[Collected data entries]
========================================================================

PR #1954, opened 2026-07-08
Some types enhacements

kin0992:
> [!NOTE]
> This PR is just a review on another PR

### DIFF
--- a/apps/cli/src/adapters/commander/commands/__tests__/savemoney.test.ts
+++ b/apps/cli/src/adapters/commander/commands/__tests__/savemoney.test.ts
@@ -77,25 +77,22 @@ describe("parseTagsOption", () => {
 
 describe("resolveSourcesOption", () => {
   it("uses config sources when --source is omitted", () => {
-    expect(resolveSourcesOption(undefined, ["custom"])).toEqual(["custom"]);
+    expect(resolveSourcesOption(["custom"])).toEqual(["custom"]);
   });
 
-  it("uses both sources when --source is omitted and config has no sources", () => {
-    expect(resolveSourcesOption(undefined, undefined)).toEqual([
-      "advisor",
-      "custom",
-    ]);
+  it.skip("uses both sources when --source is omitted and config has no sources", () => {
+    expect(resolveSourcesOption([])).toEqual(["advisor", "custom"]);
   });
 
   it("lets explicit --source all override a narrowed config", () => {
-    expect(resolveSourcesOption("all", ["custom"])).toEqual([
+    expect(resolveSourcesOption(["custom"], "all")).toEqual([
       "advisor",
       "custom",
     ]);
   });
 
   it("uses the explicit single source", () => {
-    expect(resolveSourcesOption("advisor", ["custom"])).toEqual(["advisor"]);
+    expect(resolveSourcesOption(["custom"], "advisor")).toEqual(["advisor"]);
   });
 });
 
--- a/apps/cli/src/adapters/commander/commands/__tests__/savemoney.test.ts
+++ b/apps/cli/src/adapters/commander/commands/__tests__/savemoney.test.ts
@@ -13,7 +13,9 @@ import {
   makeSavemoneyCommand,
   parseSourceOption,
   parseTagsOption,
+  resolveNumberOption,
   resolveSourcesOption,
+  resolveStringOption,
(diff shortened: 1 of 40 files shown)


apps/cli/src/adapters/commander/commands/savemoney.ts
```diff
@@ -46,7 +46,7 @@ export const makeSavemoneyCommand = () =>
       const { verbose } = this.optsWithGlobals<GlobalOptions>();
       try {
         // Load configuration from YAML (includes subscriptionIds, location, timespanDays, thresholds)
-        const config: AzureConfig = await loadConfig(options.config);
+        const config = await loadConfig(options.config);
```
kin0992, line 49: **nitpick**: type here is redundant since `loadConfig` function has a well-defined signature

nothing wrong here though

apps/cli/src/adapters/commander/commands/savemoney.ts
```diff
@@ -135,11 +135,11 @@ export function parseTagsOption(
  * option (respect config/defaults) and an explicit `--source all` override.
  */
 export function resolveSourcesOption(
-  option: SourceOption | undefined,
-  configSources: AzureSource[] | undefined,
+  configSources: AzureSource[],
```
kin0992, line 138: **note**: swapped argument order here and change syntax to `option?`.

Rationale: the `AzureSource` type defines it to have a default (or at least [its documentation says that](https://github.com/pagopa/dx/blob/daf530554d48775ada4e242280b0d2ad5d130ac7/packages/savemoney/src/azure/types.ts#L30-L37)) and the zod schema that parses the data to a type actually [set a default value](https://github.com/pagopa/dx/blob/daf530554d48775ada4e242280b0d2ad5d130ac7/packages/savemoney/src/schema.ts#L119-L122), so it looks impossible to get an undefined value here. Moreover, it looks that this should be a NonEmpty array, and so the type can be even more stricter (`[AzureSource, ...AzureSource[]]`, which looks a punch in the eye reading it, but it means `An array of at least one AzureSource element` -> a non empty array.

========================================================================

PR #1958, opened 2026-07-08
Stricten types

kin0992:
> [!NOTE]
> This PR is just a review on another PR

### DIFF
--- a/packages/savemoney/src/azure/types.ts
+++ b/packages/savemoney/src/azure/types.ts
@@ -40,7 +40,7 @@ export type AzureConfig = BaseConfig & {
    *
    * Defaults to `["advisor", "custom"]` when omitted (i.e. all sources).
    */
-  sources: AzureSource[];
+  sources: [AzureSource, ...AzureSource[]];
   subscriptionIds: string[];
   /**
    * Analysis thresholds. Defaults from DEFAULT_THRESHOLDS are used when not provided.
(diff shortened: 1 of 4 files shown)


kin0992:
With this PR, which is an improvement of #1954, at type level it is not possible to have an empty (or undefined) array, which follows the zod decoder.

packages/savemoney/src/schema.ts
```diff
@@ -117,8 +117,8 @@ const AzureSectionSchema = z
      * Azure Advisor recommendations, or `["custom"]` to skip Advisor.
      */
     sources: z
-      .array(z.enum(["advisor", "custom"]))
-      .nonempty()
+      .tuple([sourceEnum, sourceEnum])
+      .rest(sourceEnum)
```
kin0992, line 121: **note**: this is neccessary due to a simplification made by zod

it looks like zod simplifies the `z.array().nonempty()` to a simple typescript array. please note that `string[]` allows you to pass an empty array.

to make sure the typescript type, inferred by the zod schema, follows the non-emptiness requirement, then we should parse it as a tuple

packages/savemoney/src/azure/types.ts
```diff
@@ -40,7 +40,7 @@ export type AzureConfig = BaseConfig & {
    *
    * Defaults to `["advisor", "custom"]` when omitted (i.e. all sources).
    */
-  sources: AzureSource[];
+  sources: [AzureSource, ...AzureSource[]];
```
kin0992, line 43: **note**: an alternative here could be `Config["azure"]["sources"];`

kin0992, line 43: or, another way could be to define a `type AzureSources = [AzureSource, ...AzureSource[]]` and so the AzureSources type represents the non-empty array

========================================================================

### Task brief:
Search the data for "loadConfig". Copy each line that has it.

### Task output:
-        const config: AzureConfig = await loadConfig(options.config);
+        const config = await loadConfig(options.config);
kin0992, line 49: **nitpick**: type here is redundant since `loadConfig` function has a well-defined signature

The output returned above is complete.